▶ _TASK TO COMPLETE_
Select from the data all lines with the word "substring".

▶ _INPUT_

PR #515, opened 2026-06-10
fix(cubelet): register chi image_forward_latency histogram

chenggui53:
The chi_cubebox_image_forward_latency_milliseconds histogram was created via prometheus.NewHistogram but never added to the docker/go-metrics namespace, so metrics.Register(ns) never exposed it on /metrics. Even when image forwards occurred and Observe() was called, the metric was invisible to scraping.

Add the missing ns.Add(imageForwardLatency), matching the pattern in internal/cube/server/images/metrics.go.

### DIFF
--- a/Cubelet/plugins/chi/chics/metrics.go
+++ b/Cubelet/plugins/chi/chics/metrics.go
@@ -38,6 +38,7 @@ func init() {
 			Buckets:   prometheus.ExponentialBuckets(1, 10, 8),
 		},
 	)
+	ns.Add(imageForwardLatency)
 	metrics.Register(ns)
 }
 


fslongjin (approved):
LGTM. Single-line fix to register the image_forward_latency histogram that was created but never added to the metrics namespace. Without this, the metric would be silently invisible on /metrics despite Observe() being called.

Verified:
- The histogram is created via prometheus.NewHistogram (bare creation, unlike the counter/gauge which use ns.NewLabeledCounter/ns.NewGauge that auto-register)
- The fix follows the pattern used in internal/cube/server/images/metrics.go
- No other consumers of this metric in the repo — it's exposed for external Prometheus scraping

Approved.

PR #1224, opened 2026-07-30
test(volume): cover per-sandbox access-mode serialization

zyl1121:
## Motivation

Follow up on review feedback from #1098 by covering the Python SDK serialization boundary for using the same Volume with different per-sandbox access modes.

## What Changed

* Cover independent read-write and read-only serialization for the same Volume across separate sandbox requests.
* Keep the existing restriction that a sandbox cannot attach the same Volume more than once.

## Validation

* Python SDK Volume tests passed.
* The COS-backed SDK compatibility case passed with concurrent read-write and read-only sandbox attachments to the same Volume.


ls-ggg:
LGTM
* * *
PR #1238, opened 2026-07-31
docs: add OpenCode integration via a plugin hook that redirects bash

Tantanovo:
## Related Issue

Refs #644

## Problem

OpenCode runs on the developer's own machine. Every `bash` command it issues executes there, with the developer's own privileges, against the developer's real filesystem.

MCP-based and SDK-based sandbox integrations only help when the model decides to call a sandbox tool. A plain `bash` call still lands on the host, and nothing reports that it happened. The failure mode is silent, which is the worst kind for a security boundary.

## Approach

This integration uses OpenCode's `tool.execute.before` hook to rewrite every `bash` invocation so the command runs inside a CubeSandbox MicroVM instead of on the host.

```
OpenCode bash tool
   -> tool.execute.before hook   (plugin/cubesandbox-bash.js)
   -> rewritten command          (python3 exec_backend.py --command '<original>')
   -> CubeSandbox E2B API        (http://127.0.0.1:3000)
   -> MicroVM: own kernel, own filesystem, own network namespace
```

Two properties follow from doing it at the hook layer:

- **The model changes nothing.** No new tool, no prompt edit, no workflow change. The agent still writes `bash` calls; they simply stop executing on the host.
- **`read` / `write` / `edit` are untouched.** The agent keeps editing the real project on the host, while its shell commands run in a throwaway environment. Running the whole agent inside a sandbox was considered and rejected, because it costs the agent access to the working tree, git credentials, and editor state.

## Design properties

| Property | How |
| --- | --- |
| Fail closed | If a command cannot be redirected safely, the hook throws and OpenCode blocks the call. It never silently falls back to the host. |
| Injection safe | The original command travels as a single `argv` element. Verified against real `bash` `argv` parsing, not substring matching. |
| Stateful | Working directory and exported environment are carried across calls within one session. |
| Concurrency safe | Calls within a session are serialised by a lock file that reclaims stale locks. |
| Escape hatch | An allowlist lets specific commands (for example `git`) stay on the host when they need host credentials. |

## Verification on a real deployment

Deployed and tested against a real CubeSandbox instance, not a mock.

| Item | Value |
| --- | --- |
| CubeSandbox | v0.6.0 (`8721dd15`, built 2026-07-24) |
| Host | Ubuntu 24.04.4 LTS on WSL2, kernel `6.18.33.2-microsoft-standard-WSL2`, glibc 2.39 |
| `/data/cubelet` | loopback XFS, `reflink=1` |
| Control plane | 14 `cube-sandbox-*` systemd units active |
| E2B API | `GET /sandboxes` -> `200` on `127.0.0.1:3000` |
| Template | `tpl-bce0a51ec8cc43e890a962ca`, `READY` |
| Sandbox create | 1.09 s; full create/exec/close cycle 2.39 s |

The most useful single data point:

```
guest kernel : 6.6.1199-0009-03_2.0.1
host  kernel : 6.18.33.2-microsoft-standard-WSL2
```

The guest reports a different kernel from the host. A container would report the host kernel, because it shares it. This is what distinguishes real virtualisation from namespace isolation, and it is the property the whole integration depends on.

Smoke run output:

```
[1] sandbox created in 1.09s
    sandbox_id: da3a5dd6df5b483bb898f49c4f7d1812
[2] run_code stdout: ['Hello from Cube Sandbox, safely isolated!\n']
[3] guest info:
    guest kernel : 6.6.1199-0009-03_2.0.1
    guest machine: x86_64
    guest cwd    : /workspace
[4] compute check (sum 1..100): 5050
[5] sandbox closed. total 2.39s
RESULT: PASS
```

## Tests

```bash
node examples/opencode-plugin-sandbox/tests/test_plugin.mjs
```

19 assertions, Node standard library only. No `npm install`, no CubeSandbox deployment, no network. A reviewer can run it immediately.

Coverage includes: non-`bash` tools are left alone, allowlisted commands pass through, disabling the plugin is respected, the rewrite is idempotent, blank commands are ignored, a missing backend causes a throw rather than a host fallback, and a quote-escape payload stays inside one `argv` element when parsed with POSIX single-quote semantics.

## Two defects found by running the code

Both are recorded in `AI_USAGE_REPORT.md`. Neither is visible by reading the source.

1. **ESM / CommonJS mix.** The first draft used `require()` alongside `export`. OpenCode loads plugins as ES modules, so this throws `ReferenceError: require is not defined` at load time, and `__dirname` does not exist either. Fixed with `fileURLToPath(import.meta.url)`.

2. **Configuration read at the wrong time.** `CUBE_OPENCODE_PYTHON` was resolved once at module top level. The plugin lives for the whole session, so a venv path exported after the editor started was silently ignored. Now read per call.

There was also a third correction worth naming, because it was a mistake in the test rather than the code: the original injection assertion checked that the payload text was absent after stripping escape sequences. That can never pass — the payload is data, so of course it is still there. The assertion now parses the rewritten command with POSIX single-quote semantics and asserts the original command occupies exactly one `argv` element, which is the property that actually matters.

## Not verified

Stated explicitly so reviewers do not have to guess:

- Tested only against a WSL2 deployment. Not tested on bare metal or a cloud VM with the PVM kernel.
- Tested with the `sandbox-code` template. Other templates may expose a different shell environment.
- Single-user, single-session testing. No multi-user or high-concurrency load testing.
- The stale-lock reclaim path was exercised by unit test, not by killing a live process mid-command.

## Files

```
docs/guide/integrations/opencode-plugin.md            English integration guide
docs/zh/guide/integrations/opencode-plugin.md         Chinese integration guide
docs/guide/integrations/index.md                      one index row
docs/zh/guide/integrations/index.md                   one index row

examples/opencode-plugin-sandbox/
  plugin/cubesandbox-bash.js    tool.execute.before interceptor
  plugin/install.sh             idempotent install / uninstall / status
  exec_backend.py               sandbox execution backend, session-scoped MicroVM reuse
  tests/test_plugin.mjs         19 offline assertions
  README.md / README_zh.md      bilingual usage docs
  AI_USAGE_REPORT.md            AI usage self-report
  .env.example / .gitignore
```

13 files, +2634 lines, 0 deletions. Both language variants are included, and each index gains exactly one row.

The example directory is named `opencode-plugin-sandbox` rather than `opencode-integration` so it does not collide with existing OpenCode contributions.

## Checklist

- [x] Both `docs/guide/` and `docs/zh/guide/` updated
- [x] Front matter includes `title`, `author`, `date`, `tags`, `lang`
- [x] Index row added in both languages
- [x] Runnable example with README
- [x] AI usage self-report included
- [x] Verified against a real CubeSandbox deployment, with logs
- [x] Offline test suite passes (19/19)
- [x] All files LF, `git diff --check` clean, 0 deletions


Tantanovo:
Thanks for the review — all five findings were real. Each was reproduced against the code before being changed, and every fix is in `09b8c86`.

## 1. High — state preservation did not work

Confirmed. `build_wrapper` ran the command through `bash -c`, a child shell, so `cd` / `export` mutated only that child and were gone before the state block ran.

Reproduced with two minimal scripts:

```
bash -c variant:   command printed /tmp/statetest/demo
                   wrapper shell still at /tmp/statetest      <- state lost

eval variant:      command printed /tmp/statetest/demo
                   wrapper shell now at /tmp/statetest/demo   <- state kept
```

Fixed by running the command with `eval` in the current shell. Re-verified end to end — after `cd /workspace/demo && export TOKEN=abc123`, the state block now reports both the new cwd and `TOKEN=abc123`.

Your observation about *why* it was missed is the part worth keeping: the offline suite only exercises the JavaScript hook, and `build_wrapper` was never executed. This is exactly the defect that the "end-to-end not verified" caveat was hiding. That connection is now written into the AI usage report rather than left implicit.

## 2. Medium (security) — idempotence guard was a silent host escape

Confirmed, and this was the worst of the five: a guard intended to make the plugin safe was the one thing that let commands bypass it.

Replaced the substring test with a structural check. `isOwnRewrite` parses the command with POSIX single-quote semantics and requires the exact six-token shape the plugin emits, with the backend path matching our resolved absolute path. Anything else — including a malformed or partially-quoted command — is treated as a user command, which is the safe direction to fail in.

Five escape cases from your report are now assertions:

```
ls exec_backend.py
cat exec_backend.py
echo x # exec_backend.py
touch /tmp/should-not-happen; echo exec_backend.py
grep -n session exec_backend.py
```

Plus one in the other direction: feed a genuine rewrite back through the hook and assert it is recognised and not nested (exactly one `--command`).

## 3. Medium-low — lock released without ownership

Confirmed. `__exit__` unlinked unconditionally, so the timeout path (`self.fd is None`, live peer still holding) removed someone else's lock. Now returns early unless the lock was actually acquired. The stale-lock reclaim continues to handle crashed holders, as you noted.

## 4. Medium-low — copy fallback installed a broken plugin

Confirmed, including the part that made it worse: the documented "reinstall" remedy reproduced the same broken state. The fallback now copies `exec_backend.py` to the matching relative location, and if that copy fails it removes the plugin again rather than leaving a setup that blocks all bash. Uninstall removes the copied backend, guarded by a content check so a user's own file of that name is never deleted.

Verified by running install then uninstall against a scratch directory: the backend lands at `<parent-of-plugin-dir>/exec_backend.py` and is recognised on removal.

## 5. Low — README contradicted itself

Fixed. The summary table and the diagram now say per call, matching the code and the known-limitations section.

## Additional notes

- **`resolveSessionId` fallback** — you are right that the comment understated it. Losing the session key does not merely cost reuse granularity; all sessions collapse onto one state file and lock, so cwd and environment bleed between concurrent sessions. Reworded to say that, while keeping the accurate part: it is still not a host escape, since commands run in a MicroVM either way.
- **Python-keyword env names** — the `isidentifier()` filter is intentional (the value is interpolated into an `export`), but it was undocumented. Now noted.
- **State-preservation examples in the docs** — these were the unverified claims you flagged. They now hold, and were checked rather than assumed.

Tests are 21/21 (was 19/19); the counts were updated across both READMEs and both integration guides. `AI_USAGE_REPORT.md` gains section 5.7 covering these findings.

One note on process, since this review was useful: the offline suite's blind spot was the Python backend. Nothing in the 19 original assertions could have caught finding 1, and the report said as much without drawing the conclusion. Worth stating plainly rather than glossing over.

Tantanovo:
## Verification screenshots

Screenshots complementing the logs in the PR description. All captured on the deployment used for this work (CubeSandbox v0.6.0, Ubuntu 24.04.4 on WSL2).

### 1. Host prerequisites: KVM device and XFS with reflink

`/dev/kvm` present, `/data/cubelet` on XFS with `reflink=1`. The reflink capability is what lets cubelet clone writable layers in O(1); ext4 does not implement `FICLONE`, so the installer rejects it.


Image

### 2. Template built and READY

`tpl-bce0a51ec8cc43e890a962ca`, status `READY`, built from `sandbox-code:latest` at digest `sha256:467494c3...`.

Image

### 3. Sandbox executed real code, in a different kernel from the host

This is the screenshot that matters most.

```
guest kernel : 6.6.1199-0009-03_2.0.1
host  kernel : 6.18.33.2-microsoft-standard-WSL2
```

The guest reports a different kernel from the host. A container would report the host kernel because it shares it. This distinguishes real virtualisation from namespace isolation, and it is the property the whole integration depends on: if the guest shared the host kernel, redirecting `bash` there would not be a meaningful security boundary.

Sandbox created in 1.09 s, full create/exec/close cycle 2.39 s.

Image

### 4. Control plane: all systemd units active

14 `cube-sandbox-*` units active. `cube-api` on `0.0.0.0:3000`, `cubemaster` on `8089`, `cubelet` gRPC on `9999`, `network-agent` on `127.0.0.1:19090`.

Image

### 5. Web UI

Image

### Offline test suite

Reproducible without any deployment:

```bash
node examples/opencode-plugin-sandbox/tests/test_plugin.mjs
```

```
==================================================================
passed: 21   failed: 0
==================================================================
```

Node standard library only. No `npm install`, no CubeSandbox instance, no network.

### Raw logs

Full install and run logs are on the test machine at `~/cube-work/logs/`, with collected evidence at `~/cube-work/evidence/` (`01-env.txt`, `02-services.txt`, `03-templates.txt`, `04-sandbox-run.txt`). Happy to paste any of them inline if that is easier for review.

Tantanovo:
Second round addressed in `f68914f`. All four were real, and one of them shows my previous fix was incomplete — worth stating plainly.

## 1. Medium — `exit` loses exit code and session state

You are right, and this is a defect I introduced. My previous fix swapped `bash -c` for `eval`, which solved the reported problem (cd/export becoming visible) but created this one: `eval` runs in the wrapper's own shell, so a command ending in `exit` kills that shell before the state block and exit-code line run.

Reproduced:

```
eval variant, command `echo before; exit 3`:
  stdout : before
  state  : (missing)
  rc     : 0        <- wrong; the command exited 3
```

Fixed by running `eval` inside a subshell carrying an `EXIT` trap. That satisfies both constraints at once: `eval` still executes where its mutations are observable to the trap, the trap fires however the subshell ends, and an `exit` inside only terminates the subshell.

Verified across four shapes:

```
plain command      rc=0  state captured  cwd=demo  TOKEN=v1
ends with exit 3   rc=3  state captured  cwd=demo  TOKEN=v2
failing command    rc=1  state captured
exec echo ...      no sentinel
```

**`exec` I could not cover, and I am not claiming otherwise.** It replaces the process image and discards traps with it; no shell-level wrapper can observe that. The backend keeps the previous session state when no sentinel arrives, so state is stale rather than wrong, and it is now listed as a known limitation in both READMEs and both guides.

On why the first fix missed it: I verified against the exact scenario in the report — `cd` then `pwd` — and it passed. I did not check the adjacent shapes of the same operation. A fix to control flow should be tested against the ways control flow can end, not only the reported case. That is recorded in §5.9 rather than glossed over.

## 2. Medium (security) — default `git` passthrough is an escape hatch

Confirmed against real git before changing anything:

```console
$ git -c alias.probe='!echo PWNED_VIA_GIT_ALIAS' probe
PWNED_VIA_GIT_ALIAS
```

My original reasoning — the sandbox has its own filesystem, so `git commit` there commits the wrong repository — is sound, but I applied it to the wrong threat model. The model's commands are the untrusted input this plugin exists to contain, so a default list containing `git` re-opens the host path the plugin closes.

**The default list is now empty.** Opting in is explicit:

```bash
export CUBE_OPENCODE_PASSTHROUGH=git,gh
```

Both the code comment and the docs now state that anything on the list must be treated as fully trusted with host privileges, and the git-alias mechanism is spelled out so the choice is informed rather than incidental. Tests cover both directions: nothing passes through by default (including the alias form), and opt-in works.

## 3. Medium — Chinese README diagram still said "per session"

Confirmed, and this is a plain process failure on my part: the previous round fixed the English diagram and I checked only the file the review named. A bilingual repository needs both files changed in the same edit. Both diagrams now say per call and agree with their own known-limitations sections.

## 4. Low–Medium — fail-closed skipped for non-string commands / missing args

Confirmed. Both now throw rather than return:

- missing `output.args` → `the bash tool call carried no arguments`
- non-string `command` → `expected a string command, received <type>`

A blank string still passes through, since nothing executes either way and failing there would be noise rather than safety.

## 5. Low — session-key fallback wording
==
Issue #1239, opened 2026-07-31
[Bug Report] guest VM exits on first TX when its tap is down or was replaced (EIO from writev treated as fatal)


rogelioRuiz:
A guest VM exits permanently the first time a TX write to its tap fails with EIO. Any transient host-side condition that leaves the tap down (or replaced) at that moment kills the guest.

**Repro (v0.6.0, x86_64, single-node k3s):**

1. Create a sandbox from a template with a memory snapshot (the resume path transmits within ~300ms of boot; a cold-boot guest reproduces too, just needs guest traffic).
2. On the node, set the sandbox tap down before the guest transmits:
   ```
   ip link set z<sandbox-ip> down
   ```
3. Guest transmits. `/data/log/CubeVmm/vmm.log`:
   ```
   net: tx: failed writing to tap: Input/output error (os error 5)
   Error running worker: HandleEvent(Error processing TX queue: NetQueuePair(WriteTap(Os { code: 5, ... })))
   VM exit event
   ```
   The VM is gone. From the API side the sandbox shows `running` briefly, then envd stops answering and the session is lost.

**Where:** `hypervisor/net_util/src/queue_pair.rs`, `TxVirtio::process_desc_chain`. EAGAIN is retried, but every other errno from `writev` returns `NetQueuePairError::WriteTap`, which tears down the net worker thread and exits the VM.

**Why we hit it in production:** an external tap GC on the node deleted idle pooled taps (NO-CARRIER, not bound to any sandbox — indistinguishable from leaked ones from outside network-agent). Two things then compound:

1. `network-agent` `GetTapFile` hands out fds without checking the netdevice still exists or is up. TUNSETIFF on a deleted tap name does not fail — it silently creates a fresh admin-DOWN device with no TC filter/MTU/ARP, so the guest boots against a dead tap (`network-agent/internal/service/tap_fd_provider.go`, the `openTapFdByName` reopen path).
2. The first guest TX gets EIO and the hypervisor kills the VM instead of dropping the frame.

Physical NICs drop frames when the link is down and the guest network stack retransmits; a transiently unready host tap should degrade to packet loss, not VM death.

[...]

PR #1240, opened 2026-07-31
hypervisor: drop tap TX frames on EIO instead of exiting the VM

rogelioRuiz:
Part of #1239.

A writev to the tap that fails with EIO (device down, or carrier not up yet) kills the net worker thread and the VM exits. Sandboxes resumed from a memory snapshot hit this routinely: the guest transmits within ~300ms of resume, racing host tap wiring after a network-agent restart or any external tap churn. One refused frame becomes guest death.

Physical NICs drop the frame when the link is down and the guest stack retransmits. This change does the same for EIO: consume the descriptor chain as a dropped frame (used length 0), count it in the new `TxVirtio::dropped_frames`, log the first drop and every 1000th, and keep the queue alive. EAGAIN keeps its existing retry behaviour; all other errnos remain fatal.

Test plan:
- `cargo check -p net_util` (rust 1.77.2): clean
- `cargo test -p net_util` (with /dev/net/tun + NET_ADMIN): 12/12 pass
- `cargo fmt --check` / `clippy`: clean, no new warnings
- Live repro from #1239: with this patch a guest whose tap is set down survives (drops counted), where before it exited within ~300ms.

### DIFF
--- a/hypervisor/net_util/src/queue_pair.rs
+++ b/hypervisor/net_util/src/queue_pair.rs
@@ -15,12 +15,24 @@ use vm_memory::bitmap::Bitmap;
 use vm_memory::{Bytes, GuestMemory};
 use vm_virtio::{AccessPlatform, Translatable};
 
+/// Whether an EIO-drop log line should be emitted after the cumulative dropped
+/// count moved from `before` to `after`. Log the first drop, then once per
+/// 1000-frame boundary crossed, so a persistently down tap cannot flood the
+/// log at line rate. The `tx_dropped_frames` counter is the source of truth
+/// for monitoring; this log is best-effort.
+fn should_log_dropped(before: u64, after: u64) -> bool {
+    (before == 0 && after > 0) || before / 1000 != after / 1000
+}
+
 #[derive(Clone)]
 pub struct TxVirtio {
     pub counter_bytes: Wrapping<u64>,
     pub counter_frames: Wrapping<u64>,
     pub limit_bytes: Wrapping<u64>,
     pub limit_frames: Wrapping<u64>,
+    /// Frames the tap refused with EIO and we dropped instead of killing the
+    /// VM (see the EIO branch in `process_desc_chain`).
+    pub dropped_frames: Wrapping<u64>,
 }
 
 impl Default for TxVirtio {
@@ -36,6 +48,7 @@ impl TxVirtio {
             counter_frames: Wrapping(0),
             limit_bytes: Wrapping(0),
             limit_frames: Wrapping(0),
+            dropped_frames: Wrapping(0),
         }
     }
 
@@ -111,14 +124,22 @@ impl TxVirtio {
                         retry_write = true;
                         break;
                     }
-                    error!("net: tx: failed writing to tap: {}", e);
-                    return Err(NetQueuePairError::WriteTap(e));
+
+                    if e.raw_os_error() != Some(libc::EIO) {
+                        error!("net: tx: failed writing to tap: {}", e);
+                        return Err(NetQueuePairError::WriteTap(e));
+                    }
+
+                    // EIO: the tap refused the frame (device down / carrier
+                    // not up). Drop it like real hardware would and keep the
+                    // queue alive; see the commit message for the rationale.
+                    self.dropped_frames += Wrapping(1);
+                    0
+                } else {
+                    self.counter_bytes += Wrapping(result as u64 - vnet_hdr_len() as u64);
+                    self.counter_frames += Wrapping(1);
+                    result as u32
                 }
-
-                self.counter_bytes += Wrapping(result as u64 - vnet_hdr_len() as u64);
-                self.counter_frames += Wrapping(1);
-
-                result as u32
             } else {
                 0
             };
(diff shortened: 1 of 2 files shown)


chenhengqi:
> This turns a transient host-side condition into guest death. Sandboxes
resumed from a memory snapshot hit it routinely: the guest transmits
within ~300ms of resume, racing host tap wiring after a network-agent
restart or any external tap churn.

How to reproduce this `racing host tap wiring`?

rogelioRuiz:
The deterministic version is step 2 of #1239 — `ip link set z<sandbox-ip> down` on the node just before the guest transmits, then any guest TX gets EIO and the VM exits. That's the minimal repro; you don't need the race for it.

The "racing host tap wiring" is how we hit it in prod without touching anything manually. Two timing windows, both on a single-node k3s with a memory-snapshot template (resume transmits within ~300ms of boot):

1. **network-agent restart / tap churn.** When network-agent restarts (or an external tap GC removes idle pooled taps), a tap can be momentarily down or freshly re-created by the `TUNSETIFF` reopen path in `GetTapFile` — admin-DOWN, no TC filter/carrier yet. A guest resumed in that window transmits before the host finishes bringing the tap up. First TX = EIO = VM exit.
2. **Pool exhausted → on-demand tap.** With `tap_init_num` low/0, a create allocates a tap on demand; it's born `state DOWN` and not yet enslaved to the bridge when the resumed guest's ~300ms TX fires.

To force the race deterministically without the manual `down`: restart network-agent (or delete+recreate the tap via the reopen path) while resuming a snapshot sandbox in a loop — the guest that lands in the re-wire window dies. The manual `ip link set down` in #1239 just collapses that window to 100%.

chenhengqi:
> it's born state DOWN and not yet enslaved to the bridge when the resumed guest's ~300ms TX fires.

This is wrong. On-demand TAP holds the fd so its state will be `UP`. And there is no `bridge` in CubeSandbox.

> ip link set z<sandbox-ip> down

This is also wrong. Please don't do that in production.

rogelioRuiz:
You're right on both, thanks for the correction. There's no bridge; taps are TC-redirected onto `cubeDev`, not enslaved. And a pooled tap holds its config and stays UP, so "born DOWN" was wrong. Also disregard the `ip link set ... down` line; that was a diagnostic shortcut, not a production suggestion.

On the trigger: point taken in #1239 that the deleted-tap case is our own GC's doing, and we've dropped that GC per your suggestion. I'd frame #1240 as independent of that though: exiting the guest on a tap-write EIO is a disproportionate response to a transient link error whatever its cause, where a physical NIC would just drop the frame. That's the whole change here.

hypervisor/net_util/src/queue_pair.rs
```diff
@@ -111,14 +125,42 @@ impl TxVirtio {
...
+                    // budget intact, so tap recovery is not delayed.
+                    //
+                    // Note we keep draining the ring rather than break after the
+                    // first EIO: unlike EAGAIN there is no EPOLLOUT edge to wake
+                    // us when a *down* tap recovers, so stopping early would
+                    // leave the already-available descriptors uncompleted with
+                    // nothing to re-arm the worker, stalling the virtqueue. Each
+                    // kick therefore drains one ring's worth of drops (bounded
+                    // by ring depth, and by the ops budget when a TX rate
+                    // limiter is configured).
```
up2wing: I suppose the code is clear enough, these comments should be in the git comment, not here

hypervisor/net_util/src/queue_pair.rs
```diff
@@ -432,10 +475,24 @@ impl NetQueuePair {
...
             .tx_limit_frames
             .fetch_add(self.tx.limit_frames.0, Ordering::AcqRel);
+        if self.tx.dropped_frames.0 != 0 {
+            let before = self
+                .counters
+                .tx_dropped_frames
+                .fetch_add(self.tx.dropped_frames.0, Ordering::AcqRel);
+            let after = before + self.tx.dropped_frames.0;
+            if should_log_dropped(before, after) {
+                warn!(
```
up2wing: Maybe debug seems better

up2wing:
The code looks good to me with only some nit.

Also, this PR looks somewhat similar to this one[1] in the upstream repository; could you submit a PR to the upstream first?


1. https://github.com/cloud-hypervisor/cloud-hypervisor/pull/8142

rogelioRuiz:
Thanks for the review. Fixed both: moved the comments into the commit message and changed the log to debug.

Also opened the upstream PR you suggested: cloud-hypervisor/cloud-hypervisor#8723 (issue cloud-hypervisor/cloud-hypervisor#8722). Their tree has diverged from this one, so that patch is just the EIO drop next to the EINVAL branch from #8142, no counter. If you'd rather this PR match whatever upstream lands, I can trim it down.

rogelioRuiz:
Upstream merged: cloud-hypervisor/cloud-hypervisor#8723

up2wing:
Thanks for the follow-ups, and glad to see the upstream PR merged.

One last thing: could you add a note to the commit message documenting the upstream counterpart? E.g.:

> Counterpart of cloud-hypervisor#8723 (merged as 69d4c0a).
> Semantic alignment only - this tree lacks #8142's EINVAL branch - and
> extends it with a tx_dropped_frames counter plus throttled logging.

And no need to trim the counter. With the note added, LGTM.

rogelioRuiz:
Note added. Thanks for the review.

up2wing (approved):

▶ _SOLUTION_
| Injection safe | The original command travels as a single `argv` element. Verified against real `bash` `argv` parsing, not substring matching. |
Replaced the substring test with a structural check. `isOwnRewrite` parses the command with POSIX single-quote semantics and requires the exact six-token shape the plugin emits, with the backend path matching our resolved absolute path. Anything else — including a malformed or partially-quoted command — is treated as a user command, which is the safe direction to fail in.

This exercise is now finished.